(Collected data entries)
PR #175, opened 2024-08-05
RFC-175: Reduce number of frontend apps

KludgeKML:
Refinement of RFC-174 with reduced scope, proposing merging: collections, finder-frontend, and government-frontend into the frontend app.

Rendered version: https://github.com/alphagov/govuk-rfcs/blob/frontend-fewer-apps/rfc-175-frontend-fewer-apps.md

Closing date for comments: Thu 22nd August 2024

https://trello.com/c/54amoVVe/242-draft-new-reduced-scope-rfc-for-consolidating-apps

## ASSIGNMENT
Please go through the data and copy each line containing the word "reduced".

## SOLVED PROBLEM
Refinement of RFC-174 with reduced scope, proposing merging: collections, finder-frontend, and government-frontend into the frontend app.
https://trello.com/c/54amoVVe/242-draft-new-reduced-scope-rfc-for-consolidating-apps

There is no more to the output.